A robot operating system framework for using large language models in embodied AI
Christopher E. Mower, Yuhui Wan, Hongzhan Yu, Antoine Grosnit, Jonas Gonzalez-Billandon, Matthieu Zimmer,
Puze Liu, Daniel Palenicek, Davide Tateo, Jan Peters, Kaixian Qu, Mike Zhang, Guowei Lan, Andrei Cramariuc, Cesar Cadena, Marco Hutter, Guangjian Tian, Yuzhen Zhuang, Kun Shao, Xingyue Quan, Jianye Hao, Jun Wang, and Haitham Bou-Ammar
Nature Machine Intelligence, vol. 8, pp. 313–325, Mar, 2026
Autonomous robots capable of turning natural-language instructions into reliable physical actions remain a central challenge in artificial intelligence.
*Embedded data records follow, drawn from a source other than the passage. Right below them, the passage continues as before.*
PR #674, opened 2020-03-03
add mipmap type to checks for resources

aecast:
Adds mipmap types to ReasourceReader so that if a check for an icon resource in Drawables fails when building a push notification, Mipmap resources are checked for that resource name before setting the icon to the default.

### DIFF
--- a/src/main/java/com/mixpanel/android/mpmetrics/MixpanelPushNotification.java
+++ b/src/main/java/com/mixpanel/android/mpmetrics/MixpanelPushNotification.java
@@ -206,6 +206,7 @@ public class MixpanelPushNotification {
                 notificationIcon = resource.idFromName(iconName);
             } else if ((resource = getResourceIds(ResourceReader.MIPMAP_TYPE, mContext)).knownIdName(iconName)) {
                 notificationIcon = resource.idFromName(iconName);
+                resource = mDrawableIds;
             }
         }
         if (notificationIcon == MixpanelNotificationData.NOT_SET) {
@@ -213,7 +214,6 @@ public class MixpanelPushNotification {
         }
         mData.setIcon(notificationIcon);
 
-        resource = mDrawableIds;
         int whiteNotificationIcon = MixpanelNotificationData.NOT_SET;
         if (whiteIconName != null) {
             if (mDrawableIds.knownIdName(whiteIconName)) {
--- a/src/main/java/com/mixpanel/android/mpmetrics/MixpanelPushNotification.java
+++ b/src/main/java/com/mixpanel/android/mpmetrics/MixpanelPushNotification.java
@@ -687,6 +687,8 @@ public class MixpanelPushNotification {
         }
 
         switch (resourceType) {
+            case ResourceReader.ID_TYPE:
+                return new ResourceReader.Ids(resourcePackage, context);
             case ResourceReader.MIPMAP_TYPE:
                 return new ResourceReader.Mipmap(resourcePackage, context);
             case ResourceReader.DRAWABLE_TYPE:
--- a/src/main/java/com/mixpanel/android/mpmetrics/MixpanelPushNotification.java
+++ b/src/main/java/com/mixpanel/android/mpmetrics/MixpanelPushNotification.java
@@ -63,7 +63,7 @@ public class MixpanelPushNotification {
     public MixpanelPushNotification(Context context, Notification.Builder builder, long now) {
         this.mContext = context;
         this.mBuilder = builder;
-        this.mDrawableIds = getResourceIds(context);
+        this.mDrawableIds = getResourceIds(ResourceReader.DRAWABLE_TYPE, context);
         this.mNow = now;
         this.ROUTING_REQUEST_CODE = (int) now;
         this.notificationId = (int) now;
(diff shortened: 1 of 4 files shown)


src/main/java/com/mixpanel/android/mpmetrics/MixpanelPushNotification.java
```diff
@@ -199,9 +199,14 @@ public MixpanelPushNotification(Context context, Notification.Builder builder, l
         mData.setSticky(sticky);
 
         int notificationIcon = MixpanelNotificationData.NOT_SET;
+
+        ResourceIds resource = mDrawableIds;
         if (iconName != null) {
             if (mDrawableIds.knownIdName(iconName)) {
-                notificationIcon = mDrawableIds.idFromName(iconName);
+                notificationIcon = resource.idFromName(iconName);
+            } else if ((resource = getResourceIds(ResourceReader.MIPMAP_TYPE, mContext)).knownIdName(iconName)) {
```
jbwyme: so do you think it'd make sense to do this for all ResourceReader.*? I'm genuinely asking because I don't know what developers would expect here.

aecast: No, I don't think so. Other types include layout, color, string, navigation, animation, and animator so when creating an icon resource I think it makes sense for it to be covered by these two types. I think a large majority will be in drawable and experience no issues and the rest probably still use mipmap from older iterations of their code.

patedit: It makes sense to do it in ResourceReader. My proposal is to have something along these lines:

```
this.mDrawableIds = getResourceIds(ResourceReader.DRAWABLE_TYPE, context);
this.mMipmapIds = getResourceIds(ResourceReader.MIPMAP_TYPE, context);

...

if (mDrawableIds.knownIdName(iconName)) {
  //
} else if (mMipmapIds.knownIdName(iconName)) {
   //
}
```

Ideally, `ResourceReader` should be refactored so [getLocalClassName](https://github.com/mixpanel/mixpanel-android/blob/master/src/main/java/com/mixpanel/android/mpmetrics/ResourceReader.java#L113) can return a list of classes (`getLocalClassNames`) and we don't have to check for both drawables and mipmaps everytime we want to find an image asset.

For example, you forgot to check for a mipmap image [in this function](https://github.com/mixpanel/mixpanel-android/blob/master/src/main/java/com/mixpanel/android/mpmetrics/MixpanelPushNotification.java#L287) and the above solution would have covered that.

src/main/java/com/mixpanel/android/mpmetrics/ResourceReader.java
```diff
@@ -16,10 +19,9 @@
  */
 public abstract class ResourceReader implements ResourceIds {
 
-    public static class Ids extends ResourceReader {
-        public Ids(String resourcePackageName, Context context) {
-            super(context);
-            mResourcePackageName = resourcePackageName;
+    public static class Id extends ResourceReader {
+        public Id(String resourcePackageName, Context context) {
+            super(resourcePackageName, context);
```
patedit: Since you are doing this refactoring, it might make sense to do something like:

```
public interface ResourceIds {
    public void initialize();
    ...
}
```

and have the main class call that method that `Id` and `Drawable` need to override. So:

```
protected ResourceReader(String resourcePackageName, Context context) {
    mResourcePackageName = resourcePackageName;
    mContext = context;	        mContext = context;
    mIdNameToId = new HashMap<String, Integer>();
    mIdToIdName = new SparseArray<String>()
    initialize();
}
```

so we can remove these constructors

src/main/java/com/mixpanel/android/mpmetrics/ResourceReader.java
```diff
@@ -145,10 +175,15 @@ protected void initialize() {
         }
     }
 
+    private final String mResourcePackageName;
```
patedit: change this to `protected` and avoid using `super.mResourcePackageName`

src/main/java/com/mixpanel/android/mpmetrics/ResourceReader.java
```diff
@@ -109,6 +125,16 @@ private static void readClassIds(Class<?> platformIdClass, String namespace, Map
         }
     }
 
+    protected List<String> getLocalClassNames() {
```
patedit: this defeats the purpose of having subclasses. definitely not recommended.

src/main/java/com/mixpanel/android/mpmetrics/ResourceReader.java
```diff
@@ -109,6 +125,16 @@ private static void readClassIds(Class<?> platformIdClass, String namespace, Map
...
+        ArrayList<String> localClassNames = new ArrayList<>();
+        for (Class c : ResourceReader.class.getDeclaredClasses()) {
+            localClassNames.add(mResourcePackageName + ".R$" + c.getSimpleName().toLowerCase());
```
patedit: yikes, adding this hidden dependency here where the name of the class needs to match the name of the resource is very dangerous

src/main/java/com/mixpanel/android/mpmetrics/ResourceReader.java
aecast: I misunderstood what you initially meant. I was pretty confused as to why we would need subclasses but now I see I just horribly misinterpreted what you meant. Fixing now

src/main/java/com/mixpanel/android/mpmetrics/ResourceReader.java
aecast: If we remove these constructors, won't these subclasses look for the default constructor in ResourceReader which is undefined since we wrote an explicit constructor so the implicit default constructor isn't generated? If we explicitly define the default constructor, how will we capture the resourcePackageName and context args? I don't see a way to remove these constructors with the desired effect

patedit: you're right, there is no default constructor. a simple thing is to just call super
```
public Ids(String name, Context ctx) {
    super(name,ctx);
}
```

aecast: Do we still want to make initialize part of the interface and have sub classes of ResourceReader implement them given that the functionality is the same and we can't remove these constructors anyways since we need to call super?

PR #686, opened 2020-03-18
Messaged received tracking fix

aecast:
State of MixpanelActivityLifecycleCallbacks does not persist when the app is in killed in Android causing isForeground to be reinitialized to true again when a message is received. Init isForeground to false instead.


src/main/java/com/mixpanel/android/mpmetrics/MixpanelAPI.java
```diff
@@ -1952,6 +1952,26 @@ public boolean isAppInForeground() {
...
+    /**
+     * Based on the application's event lifecycle this method will determine whether the app
+     * is paused or not.
+     *
+     * If your build version is below 14 this method will always return false.
+     *
+     * @return True if the app is in paused state.
+     */
+    public boolean isAppPaused() {
+        if (android.os.Build.VERSION.SDK_INT >= Build.VERSION_CODES.ICE_CREAM_SANDWICH) {
```
patedit: we can safely remove this check since the creator of the lifecycle checks for the API version already and `mMixpanelActivityLifecycleCallbacks` will be null otherwise. we don't need to check everytime we access this var.

PR #697, opened 2020-05-10
Use SecureRandom instead of Random

mohalaci:
Please use SecureRandom instead of Random because security analyzer tools mark mixpanel as an un-secure library.

### DIFF
--- a/acceptance/test-application/src/com/mixpanel/example/hello/MainActivity.java
+++ b/acceptance/test-application/src/com/mixpanel/example/hello/MainActivity.java
@@ -25,7 +25,6 @@ import java.io.FileNotFoundException;
 import java.io.InputStream;
 import java.util.Calendar;
 import java.util.Date;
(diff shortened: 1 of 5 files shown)


acceptance/test-application/src/com/mixpanel/example/hello/MainActivity.java
```diff
@@ -287,7 +286,7 @@ private String getTrackingDistinctId() {
     // in your users table to store mixpanel distinct_id, so it is easily
     // accesible for use in attributing cross platform or server side events.
     private String generateDistinctId() {
-        final Random random = new Random();
+        final SecureRandom random = new SecureRandom();
```
patedit, line 289: missing import

mohalaci: Ahh, I forgot the test app, thanks!

PR #723, opened 2021-02-18
Change Android mixpanel default properties ($app_release, $app_build_number) from number to string

tylerchaemp:
iOS's $app_build_number is string with XX.XX.XX format, and Android sdk sends number.

Although Mixpanel is designed to handle mixed types, unfortunately it's not free. our query engine needs to slow down when it encounters different types. especially for Mixpanel default properties, this impacts most of our clients. this PR matches the types of two default properties with iOS expecting overall performance improvements for properties query.


zihejia (approved):
LGTM

Issue #711, opened 2020-10-21
In-app messages cause android app crash "Software rendering doesn't support hardware bitmaps"


kauz-mobilepay:
Hi,

Mixpanel in-app messages are causing "Software rendering doesn't support hardware bitmaps" crashes when capturing screens that contain hardware accelerated images: 
```
com.mixpanel.android.util.ActivityImageUtils.getScaledScreenshot (ActivityImageUtils.java:15)
com.mixpanel.android.util.ActivityImageUtils.getHighlightColorFromBackground (ActivityImageUtils.java:43)
com.mixpanel.android.mpmetrics.MixpanelAPI$PeopleImpl$2.run (MixpanelAPI.java:2509)
android.app.Activity.runOnUiThread (Activity.java:6922)
com.mixpanel.android.mpmetrics.MixpanelAPI$PeopleImpl.showGivenOrAvailableNotification (MixpanelAPI.java:2482)

```

PixelCopy could be used for solving this.

clhols:
We are still seeing this crash our app in Mixpanel 5.8.5.

zihejia:
hi @kauz-mobilepay @clhols , we have released v5.8.7 which has a fix for this issue. I'm closing this one now, please feel free to reopen it if the problem still exists.

gosr:
Hi @zihejia, this crash is also occurring in v5.9.1:

> Fatal Exception: java.lang.IllegalArgumentException: Software rendering doesn't support hardware bitmaps
       at android.graphics.BaseCanvas.onHwBitmapInSwMode(BaseCanvas.java:673)
       at android.graphics.BaseCanvas.throwIfHwBitmapInSwMode(BaseCanvas.java:680)
       at android.graphics.BaseCanvas.throwIfCannotDraw(BaseCanvas.java:84)
       at android.graphics.BaseCanvas.drawBitmap(BaseCanvas.java:142)
       at android.graphics.Canvas.drawBitmap(Canvas.java:1648)
       at android.graphics.drawable.BitmapDrawable.draw(BitmapDrawable.java:548)
       at android.widget.ImageView.onDraw(ImageView.java:1453)
       at android.view.View.draw(View.java:23901)
       at android.view.View.draw(View.java:23773)
       at android.view.ViewGroup.drawChild(ViewGroup.java:5336)
       at android.view.ViewGroup.dispatchDraw(ViewGroup.java:5093)
[...]

PR #724, opened 2021-03-09
Replace deprecated view drawing cache api

zihejia:
Replace deprecated  "buildDrawingCache" API, this will lead to "Software rendering doesn't support hardware bitmaps" crashes.
This is to address https://github.com/mixpanel/mixpanel-android/issues/711


jaredmixpanel (approved):
LGTM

Here we show that connecting a large language model agent to the robot operating system enables a versatile framework for embodied intelligence, and we release the complete implementation as freely available open-source code. The agent automatically translates large language model outputs into robot actions, supports interchangeable execution modes (inline code or behaviour trees), learns new atomic skills via imitation, and continually refines them through automated optimization and reflection from human or environmental feedback. Extensive experiments validate the framework, showcasing robustness, scalability and versatility in diverse scenarios and embodiments, including long-horizon tasks, tabletop rearrangements, dynamic task optimization and remote supervisory control. Moreover, all the results presented in this work were achieved by utilizing open-source pretrained large language models.